Bhavnagar is a city in the Bhavnagar district of the Saurashtra region of Gujarat, a state of India. It was founded in 1723 by Bhavsinhji Takhtasinhji Gohil (1703–1764). It was the capital of Bhavnagar State, which was a princely state before it was merged into the Indian Union in 1948. It is now the administrative headquarters of the Bhavnagar district.

Bhavnagar is situated 190 kilometres away from the state capital Gandhinagar and to the west of the Gulf of Khambhat. It has always been an important city for trade with many large and small scale industries along with the world's largest ship breaking yard, Alang which is located 50 kilometres away. Bhavnagar is also famous for its version of the popular Gujarati snack 'Ganthiya' and 'Jalebi'.

History

The Gohil Rajput of the Suryavanshi clan faced severe competition in Marwar. Around 1260 AD, they moved down to the Gujarat's coastal area and established three capitals: Sejakpur (now Ranpur), Umrala, and Sihor.
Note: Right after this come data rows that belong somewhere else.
PR #3355, opened 2019-01-19
changing accessability on ClippingPrimitive.ClippingSide

radicalad:
Overview
Changing ClippingPrimitive.ClippingSide to an explicit property. For some reason the lambda prevents other classes from accessing it.

Changes
---
Added an explicit get/set.


Assets/MixedRealityToolkit/_Core/Utilities/ClippingPrimitive.cs
```diff
@@ -30,7 +30,7 @@ public enum Side
         /// <summary>
         /// The renderer(s) that should be affected by the primitive.
         /// </summary>
-        public Side ClippingSide => clippingSide;
+        public Side ClippingSide { get { return clippingSide; } set { clippingSide = value; } }
```
davidkline-ms: for ease of reading, please reformat similar to 

```
public Side ClippingSide
{
    get { … }
    set { … }
}
```

PR #3372, opened 2019-01-25
[vNext][UX] Line Usability Tweaks

Railboy:
Overview
---
Various updates to make line tools more usable for artists and designers. These changes are based on feedback gathered while using these tools over the past few weeks.

Changes
---
- ~~Lines.DataProviders and Lines.Renderers namespaces have been consolidated into Lines. This was a big discoverability problem. Even after working with these tools for weeks it was frequently necessary to hunt and peck for class names.~~
- ~~BaseMixedRealityLineDataProvider has been renamed to BaseLineDataProvider. Again, class is now more discoverable via intellisense.~~
- Line renderers now update in-editor when base data provider is being manipulated.
-  Line data providers now draw a simple gizmos approximation. Working with more than one line at a time could be confusing as they would disappear when not selected.
- Line renderers no longer use RequireComponent for their line data provider. There were many situations where we wanted renderer components to exist on a separate object from its data provider.
- When RotationMode is set to None, lines now return transform's rotation. This leads to more predictable results.
- When a MixedRealityLineRenderer is disabled it now automatically disables its accompanying LineRenderer, which is the expected behavior.
- StripMeshRenderer now uses GetVelocity instead of GetRotation to avoid 'nocks' in mesh.
- StripMeshLineRenderer serializes its mesh renderer so the renderer doesn't get created again at runtime.


davidkline-ms:
> StripMeshLineRenderer serializes its mesh renderer so the renderer doesn't get created again at runtime.

Any risk inherent in this? Is renderer creation a one time or many time cost per line instance?

Assets/MixedRealityToolkit/Utilities/Lines/Renderers/StripMeshLineRenderer.cs
```diff
@@ -5,26 +5,30 @@
...
         private Material lineMaterial = null;
-
         [SerializeField]
         private float uvOffset = 0f;
 
-        private Mesh stripMesh;
-        private Material lineMatInstance;
+        [SerializeField]
+        [HideInInspector]
         private MeshRenderer stripMeshRenderer;
```
keveleigh: Should we (do we, and I missed it?) try to grab this [in `OnValidate`](https://github.com/Microsoft/MixedRealityToolkit-Unity/blob/b170096ebfb6ed9a2c33191df0f500e8f11c5876/Assets/MixedRealityToolkit-SDK/Features/Audio/Influencers/AudioLoFiEffect.cs#L96) so it's serialized at edit time?

keveleigh:
>Given the point in the schedule, I would like to shelve this until v3 and take the changes / provide a migration path there.

I'm good with taking this now (but am happy to go with the consensus). It feels fairly self-contained and is stated to improve our support for artists and designers, which is definitely an area I feel has room for improvement.

Assets/MixedRealityToolkit/Utilities/Lines/Renderers/StripMeshLineRenderer.cs
Railboy: We create / destroy this object in OnEnable / Disable, and the component runs in edit mode, so it will be created and serialized at edit time by default. (Does that answer your question?)

keveleigh: Didn't realize the component runs in edit mode! Great!

Railboy:
>Per our discussion earlier this week, I'd recommend leaving the DataProviders namespace and just mark each class in it as Obsolete. [Obsolete("This class has been moved to blah blah blah", false)]. That will prevent the breaking change and include your much more intuitive namespace updates.

@radicalad I'd be fine with this if not for the confusing editor behavior. Eg clicking AddComponent and typing in Line would reveal 2 versions of every line-related component - one from the old namespaces, one from the new. This could also lead to confusing mismatches between incompatible data providers and renderers. Probably best to rip the band-aid off.

>Given the point in the schedule, I would like to shelve this until v3 and take the changes / provide a migration path there.

@davidkline-ms Sure, I can live with that. In the meantime I can open separate PRs for some of the non-breaking changes.

davidkline-ms:
> I'd be fine with this if not for the confusing editor behavior.

You can set the isError property to true in the ObsoleteAttribute. this will force a compile failure but give the correct information to the developer

davidkline-ms:
> Sure, I can live with that.

Per @keveleigh's comment, if it makes artist / designer lives easier, I can support the change. It _does_ look nicely self contained

Railboy:
@davidkline-ms @radicalad I'm not sure I'm making the problem clear. I think we've bumped into a special case where our planned usage of Obsolete breaks down.

This is what developers will see if we mark the components from the old namespace as [Obsolete] instead of just removing them:

obsolete

Which of the listed component do you use? Both function. If you choose the obsolete component by mistake, the script will be removed in a future update, leaving your game object with a missing script reference.

We could keep devs from attaching obsolete components by using Obsolete with error on the abstract base line class  - each obsolete concrete class would throw an error like `namespaces 'Lines.DataProviders' and 'Lines.Renderers' have been consolidated into 'Lines' - you must delete the old components before the project will compile.`

But asking folks to delete files every time they start a fresh project is pretty obnoxious.

Thoughts?

radicalad:
Bummer.

Railboy:
I think I'll revert the namespace and class name changes until we've settled on an 'Obsolete' convention that doesn't suffer from this double-component problem.

I'll keep the minor (non-breaking) tweaks in place.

Sejakpur was founded in 1194.

In 1722–1723, the forces led by Khanthaji Kadani and Maratha Pilaji Gaekwad attempted to raid Sihor but were repelled by Maharajah Bhavsinhji Gohil. After the war, Bhavsinhji realized the reason for repeated attack was the location of Sihor. In 1723, he established a new capital near Vadva village, 20 km away from Sihor, and named it Bhavnagar after himself. It was a carefully chosen strategic location because of its potential for maritime trade. Naturally, Bhavnagar became the capital of Bhavnagar State. In 1807, Bhavnagar State became a British protectorate.

The old town of Bhavnagar was a fortified town with gates leading to other important regional towns. It remained a major port for almost two centuries, trading commodities with Mozambique, Zanzibar, Singapore, and the Persian Gulf.

Bhavsinhji ensured that Bhavnagar is benefited from the revenue that was brought in from maritime trade, which was monopolized by Surat and Cambay. As the castle of Surat was under the control of the Siddis of Janjira, Bhavsinhji brokered an agreement with them, giving the Sidis 1.25% of the revenue by Bhavnagar port. Bhavsinhji entered into a similar agreement with the British when they took over Surat in 1856. Whilst Bhavsinhji was in power, Bhavnagar grew from a small chieftainship to a considerably important state. This was due to the addition of new territories as well as the income provided by maritime trade. Bhavsinhji's successors continued to encourage maritime trade through Bhavnagar port, recognizing its importance to the state. The territory was further expanded by Bhavsinhji's grandson, Vakhatsinhji Gohil, when he took possession of lands belonging to Kolis and Kathis, obtained Rajula from the Navab Saheb Ahmad Khan, and merged Ghogha Taluka into the state.

In 1793, Vakhatsinhji conquered the forts of Chital and Talaja, and later conquered Mahuva, Kundla, Trapaj, Umrala and Botad. Bhavnagar remained the main port of the state, with Mahuva and Ghogha also becoming important ports. Because of the maritime trade, the state prospered compared to other states. During the late 19th century, the Bhavnagar State Railway was constructed. This made Bhavnagar the first state that was able to construct its railway system without any aid from the central government, which was mentioned in The Imperial Gazetteer of India. Mr. Peile, a political agent, described the state as follows: "With flourishing finances and much good work in progress. Of financial matters I need say little; you have no debts, and your treasury is full." Between 1870 and 1878, the state were put under joint administration, due to the fact that Prince Takhtsinhji was a minor. This period produced some notable reforms in the areas of administration, revenue collection, judiciary, the post and telegraph services, and economic policy. The ports were also modernized. The two people who were responsible for those reforms were E. H. Percival of the Bombay Civil Service and Gaurishankar Udayshankar Oza, Chief Minister of Bhavnagar State Bhavnagar Boroz.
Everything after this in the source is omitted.